Inspired to Create Art Inspiring to Others

Monday, Jun 30, 2014
Local artist and teacher Greg Telthorster was inspired by the Tuscan landscape, but his journey with a serious disease has inspired those who know him. His works are currently featured in the ArtWalk at Doylestown Hospital.

Greg Telthorster
Greg Telthorster was born to be an artist and teacher. "Mr. T" taught in the Hatboro-Horsham School District for some 30 years at just about every grade level, but mostly at the middle school. While he was teaching his pupils about art, Greg created art, too. He brought beauty to life through oil paints, selecting rich colors and real-life subjects.

Several years ago, Greg and his wife, Marcia, traveled to Italy to celebrate their 25th wedding anniversary. It was the start of a "painting spree," as Marcia calls it. For the next five years, Greg would create dozens of paintings of the Tuscan landscape, iconic stone doorways and colorful meadows.

His work would stop only after a devastating diagnosis in 2005. Greg started to experience weakness in his right hand and was later diagnosed with amyotrophic lateral sclerosis (ALS), or Lou Gehrig's disease. ALS is a rapidly progressive, neurological disease that attacks the nerve cells responsible for controlling voluntary muscles.

According to the ALS Association, as many as 30,000 Americans have the disease, and about 5,600 people in the U.S. are diagnosed with ALS each year. ALS commonly strikes people between 40 and 60 years of age, but younger and older people can also develop the disease. With voluntary muscle action progressively affected, patients in the later stages of the disease may become totally paralyzed.

Following the diagnosis, Greg continued to paint, but his right arm was failing. Mixing oil paints was a struggle. That's when three friends – who hadn't painted before – stepped in to help. They would become known as the "Painting Angels." At first Greg could apply the paint; later the "angels" would follow his directions and execute the brush strokes for him.

No longer able to create original works, Greg worked with a printer to make high-quality canvas reproductions called giclée prints of his oil paintings; available for sale on Greg's website.

Telthorster Art"People like his work," says Marcia. "The giclées allow more people to enjoy the work."

Despite using a wheelchair for the last seven years, Greg has continued his artistic pursuits, which include showing his work. He has participated in Doylestown's Arts Festival in the fall, and over this past winter he had a show at Kathy Davis Studios in Horsham.

"Greg was so happy he got to show his art in the community where he taught the kids," says Marcia.


Since shortly after Greg's diagnosis, both he and Marcia have been very active in promoting awareness of ALS and raising funds for research.
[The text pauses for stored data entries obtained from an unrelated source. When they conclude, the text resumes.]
PR #247, opened 2024-11-11
Add support for customising runs-on with publish

### LINKED ISSUE #227: Support running publish workflow on aarch64 runners
GitHub now has support for paid for aarch64 runners, which means [passing labels to `runs-on:`](https://docs.github.com/en/actions/using-github-hosted-runners/using-larger-runners/running-jobs-on-larger-runners#using-labels-to-control-where-jobs-are-run). I don't think there is a way we can do this at the moment, looks like we would need to customise the [`get_os` function](https://github.com/OpenAstronomy/github-actions-workflows/blob/main/tools/load_build_targets.py#L38)

Cadair:
fixes #227


Cadair:
@astrofrog @ConorMacBride can we get this landed and then cut a release?

astrofrog (approved):

PR #9, opened 2016-05-12
obvious-ci -> linux-anvil

jakirkham:
Fixes https://github.com/conda-forge/docker-images/issues/8

Renames the base image from `obvious-ci` to `linux-anvil` based on this [discussion]( https://github.com/conda-forge/docker-images/issues/8#issuecomment-218662290 ). Will need to fix up Docker Hub after this change.


jakirkham:
Should we delete `condaforge/obvious-ci`? It wasn't actually used for anything.

jjhelmus:
I don't think it hurts keeping it there but since it is not and was neved used I have no problems removing it.

jakirkham:
Went ahead and removed it.

PR #13, opened 2016-05-20
Configure CircleCI

jakirkham:
Configure the repo so that it can perform CI with CircleCI. This will let us test the builds of our images quickly and will avoid having to build them by hand locally. Hopefully with this change we can have a better idea of whether a proposed change is working without needing to spend cycles building it locally. To start of the CI, this just tries to get the image built. In the future, this could be used to test image(s) built to make sure they behave ok.

### DIFF
--- a/README.md
+++ b/README.md
@@ -1,2 +1,4 @@
+[![CircleCI](https://circleci.com/gh/conda-forge/docker-images/tree/master.svg?style=svg)](https://circleci.com/gh/conda-forge/docker-images/tree/master)
+
 # docker-images
 Repository to host the Docker images files used in conda-forge
--- a/circle.yml
+++ b/circle.yml
@@ -1,0 +1,11 @@
+machine:
+  services:
+    - docker
+
+dependencies:
+  override:
+    - docker info
+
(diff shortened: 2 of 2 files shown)


jakirkham:
As FYI, one might notice a line after each layer that seems worrisome. Though this isn't actually causing us any problems.

```
Error removing intermediate container 1112e5148a62: no such id: 1112e5148a6286e6ee4ec8a9770cf4fc791f3adff77d85fe59709255e793359d
```

This is basically some weird behavior due to CircleCI's use of run containers without privileges (completely reasonable by them). Though they seem to be forcing `--rm`, which is causing this issue. There is discussion on CircleCI's forum about this [issue]( https://discuss.circleci.com/t/docker-error-removing-intermediate-container/70/14 ). We should keep an eye on it, but personally I'm not worried about it.

jakirkham:
Going to run with this as we need some kind of CI here. We can always swap it out for a different kind later. If anyone has strong objections with using CircleCI for this, please let me know and I would be happy to find an appropriate resolution.

Issue #14, opened 2016-05-20
DockerHub autobuilds failing


jakirkham:
The DockerHub builds are having some sort of checksum error when installing some things. As this is not happening with CircleCI and I am unable to reproduce it locally, it seems like a DockerHub issue. Added the following upstream issue ( https://github.com/docker/hub-feedback/issues/675 ). Let's hold on new changes for a bit.

If DockerHub remains unstable in these sorts of ways (sadly not the first issue I have encountered with automated builds on DockerHub), we could try [quay.io]( https://quay.io/ ) or we could just push images from CircleCI. If we try the former, we can mirror images on DockerHub to avoid having to switch a bunch of links.

jakirkham:
Alright, DockerHub is still choking on this image. So, I'm setting up [quay.io]( https://quay.io/ ). Have only heard good things about it. Figured we can give it a go. If needed, we can mirror the image back to DockerHub. Invited everyone that was an owner before to join and created an image for `linux-anvil`.

jakirkham:
Adding a PR ( https://github.com/conda-forge/docker-images/pull/16 ), which will give us a `Dockerfile` that we can use to mirror the [quay.io]( https://quay.io/ ) builds that are working quite nicely. We will also need to set up a build trigger to get this to work automatically. I have already activated that on the DockerHub end, but will investigate the changes required on the quay.io end.

jakirkham:
Setup the build trigger using a webhook and have tested that it works. If we are ok with this plan, we are good to go.

jakirkham:
I guess "resolves" now triggers closes. In any event, this does seem to be resolved.

PR #16, opened 2016-05-27
Add a Dockerfile to mirror quay.io

jakirkham:
Partially resolves https://github.com/conda-forge/docker-images/issues/14

This adds a `Dockerfile` that merely pulls the [image]( https://quay.io/repository/condaforge/linux-anvil ) we are building on [quay.io]( https://quay.io/ ). The purpose of doing this is we could change our Docker Hub build to use this instead of building the image from scratch. Thus we will not need to go through and change our `FROM` commands, but we can actually build our image again. This is increasingly important as we are needing to make changes to it.

Additionally, I have enabled a webhook on the Docker Hub side and configured quay.io to post using that webhook after pushing an image. I just tested this system and it appears to work. So, when we merge something here it will be rebuilt on quay.io and once built will trigger a build on DockerHub that will pull in this image.

The last piece that we need to do after merging this is to change the directory that DockerHub uses for the `Dockerfile` to point to this directory that we are adding.

cc @pelson @jjhelmus @msarahan @ocefpaf

### DIFF
--- a/linux-anvil-mirror/Dockerfile
+++ b/linux-anvil-mirror/Dockerfile
@@ -1,0 +1,1 @@
+FROM quay.io/condaforge/linux-anvil:latest


jakirkham:
Updated the description above with more recent things I have tried. Basically, this is working and we are ready to go.

jakirkham:
Alright, as there is at least one vote in favor and I *need* to make some changes to the image for end users, I'm going to merge this. I am still willing to discuss this further, but the most immediate problem is fixing the build failures somehow.

ocefpaf:
Two now :wink:

jakirkham:
Thanks @ocefpaf.

Sorry to drive ahead here. I do want to talk about this more, but also want things to be working here and know you guys are otherwise engaged for the most part. We can make it a topic for the next meeting if you would like.

jakirkham:
Were you able to get access to quay.io ok?

jakirkham:
FYI, this works! 😄

screen shot 2016-05-27 at 10 12 59

jakirkham:
Should add that if in the future we want a different build service (though I'm pretty happy with quay now), this nicely decouples the build from the Docker Hub hosted image so that we can easily change it later.

PR #17, opened 2016-05-27
Bust the cache in linux-anvil

jakirkham:
This adds a step that always busts the cache. Based on a [workaround]( https://github.com/docker/docker/pull/10682#issuecomment-178810479 ) offered in-place of the unaccepted `NOCACHE` command. The purpose of this step is to ensure that we are not re-using cached downloads. We accomplish this by `ADD`ing a file that we download from a URL that always changes. Namely we add a file that contains the current time. As a result, we will have a different hash for this layer each time and will need to generate every subsequent layer from scratch.

### DIFF
--- a/linux-anvil/Dockerfile
+++ b/linux-anvil/Dockerfile
@@ -6,6 +6,9 @@ MAINTAINER conda-forge <conda-forge@googlegroups.com>
 # Set an encoding to make things work smoothly.
 ENV LANG en_US.UTF-8
 
+# Add a timestamp for the build. Also, bust the cache.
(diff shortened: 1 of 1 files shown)


jakirkham:
As quay.io does do proper caching of layers (unlike Docker Hub) and they don't provide a setting to disable this, we require a step that will bust the cache before downloading anything. That is exactly what this step does. More detailed description in the OP.

jakirkham:
Going to put this in so we can have a newer `git` for people. ( https://github.com/conda-forge/docker-images/pull/12 ) Also, this is a pretty trivial change so am hoping there isn't any real controversy here. Again happy to discuss with people as their schedule allows.

PR #27, opened 2016-08-17
Update to `tini` version `0.10.0`

jakirkham:
Update to `tini` version `0.10.0` so that the license is included. This ensures we are compliant with the terms of the MIT license that `tini` is under.

**Changelog:**
```
- New `-l` option to show license and exit.
```

cc @tylere


jakirkham:
We should really be including the license for this and that is the only change made in this version of `tini`. Going to go ahead and merge this so we are compliant. Hope that is ok.

Issue #6, opened 2016-05-01
Make sure that `USER` is defined


jakirkham:
We need to tweak the image to make sure `USER` is defined. On a normal Linux system this would be defined, but that is not the case here. However, this is very easy to change. This is coming up because of this proposed recipe ( https://github.com/conda-forge/staged-recipes/pull/477 ).

jakirkham:
Fixed in [current `master`]( https://github.com/conda-forge/docker-images/commit/1b09235d44a443adfe4a4f1d9081d38795558861 ). Presumably fixed by PR ( https://github.com/conda-forge/docker-images/pull/28 ).

PR #28, opened 2016-08-17
Fix prompt

jakirkham:
Previously the `PS1` prompt was set correctly by `bash` when the container started.

However, now `conda` mucks with `PS1` before `bash` starts in activation. So `bash` won't change the prompt afterwards. Further `conda` deactivation will hang.

This sets the prompt before `conda` activates so that there is a prompt and `conda` deactivation works. This is primarily of value for offline use.

Tested for local use interactively. Also tested building `pycrypto` with the Docker build script using it. Both worked fine.

### DIFF
--- a/linux-anvil/entrypoint
+++ b/linux-anvil/entrypoint
@@ -1,4 +1,4 @@
-#!/bin/bash
+#!/bin/bash -il
 
 # Source everything that needs to be.
 . /opt/docker/bin/entrypoint_source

They've helped with the ALS bike ride in June and been enthusiast participants for several years in the Walk to Defeat ALS in Philadelphia and Bucks County. Last November, Greg wasn't going to go to the walk, so his friend Patti Stover decided to bring the walk to him.

"There were 200 people on the street in our neighborhood doing the walk and there was a band in our family room," remembers Marcia. "It was a remarkable day."

Telthorster ArtPatti is the Senior Executive Director of Nursing Services at Doylestown Hospital. She and Marcia became friends during Marcia's nearly 20-year career at Doylestown during which she served as Director of Volunteer Services and Director of Human Resources.

The team "Legs for Greg" composed of family and friends has helped to raise more than $200,000 for ALS research over the years. "We are always so touched by the support we receive," Marcia says.

Technology has allowed Greg to continue pursuing his artistic interests. He uses a Jouse, or jaw mouse, to navigate a computer screen. Since his voice is failing, he uses a system called the Eyegaze to move his eyes over a computer screen to ‘talk.' Greg is currently working on a sort of virtual museum that can be used as an educational tool.

Marcia describes her husband as the "most amazing man ever."

"Greg never complains. He decided early on how he was going to handle this, that he would take the high road. He is a really wonderful person to be around. Greg is very inspiring to the rest of us. He handles everything with grace. And he does have a great sense of humor."

Greg's work can be seen in the Doylestown Hospital ArtWalk through the end of August.

"We are so touched that more people get to see the work Greg did," says Marcia. "The opportunity to display at Doylestown Hospital is very special."